More generally, humans will basically always show bias towards those in more dominant groups, because currying favor with such people is a far better winning strategy than being nice to low-status individuals. Whether the Hutus and Tutsis, white and black, masculine male vs effeminate, etc, it always is the same.

This is just an unfortunate thing about the human brain, but we can use our reasoning ability to correct it. But first, we have to accept hat it exists.

1 comments

Why would it be unfortunate that masculine men are preferred in some roles to effeminate men? I don't see the moral issue of such a preference.
We're talking about employment here. Masculine vs. feminine has nothing to do with job performance except in maybe porn or something.

If masculine men are preferred, then that means everyone else isn't. It's an obvious avenue for discrimination against women and LGBT people.

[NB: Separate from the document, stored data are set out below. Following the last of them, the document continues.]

PR #127, opened 2022-01-17
Fixing an issue with conflicting names: column_id=data with the CTE data alias

hejnal:
This issue is specifically related to CUSTOM_SQL_EXPR which gets the column name (with no alias) and then uses it in the sql expression, e.g. REGEX check will only accepts the param of pattern. The substitution of column_id is done by the framework. In other cases, like CUSTOM_SQL_STATEMENT, the 'data' alias can be added to the sql, so there's no code change needed.

### DIFF
--- a/clouddq/classes/dq_rule_binding.py
+++ b/clouddq/classes/dq_rule_binding.py
@@ -304,7 +304,9 @@ class DqRuleBinding:
                     rule_id = rule_id.upper()
                     rule_sql_expr = Template(
                         rule_config["rule_sql_expr"]
-                    ).safe_substitute(column=column_configs.column_name)
+                    ).safe_substitute(column=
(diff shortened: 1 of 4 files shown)


pbalm:
Builds failed due to "Quota exceeded for quota metric 'Read requests for Dataplex Metadata". I hit "rerun", let's see if they pass now.

pbalm:
Now it has a test failure, one of those that compares to the expected JSON output I think: `test_prepare_configs_from_rule_binding`

pbalm (approved):
LGTM

thinhha:
Merging despite test failures because the metadata read quota issues have nothing to do with this change. The Cloud Build tests are more comprehensive than the github action tests so I think we're good to merge.

hejnal:
great, thanks folks!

I'm a very masculine gay man (I'm just stating that as a fact, I'm not better than anyone else for it). I do know many more effeminate gay men. Things really are more difficult in the workplace for them especially, not jut in my experience, but empirically. I'm glad I don't have that affect because it makes my life easier, but biases like this can creep in and will always be damaging.

> We're talking about employment here. Masculine vs. feminine has nothing to do with job performance except in maybe porn or something.

That seems like a baseless assertion to me, what makes you so certain that masculinity or correlated factors have no effect on job performance for male CEOs?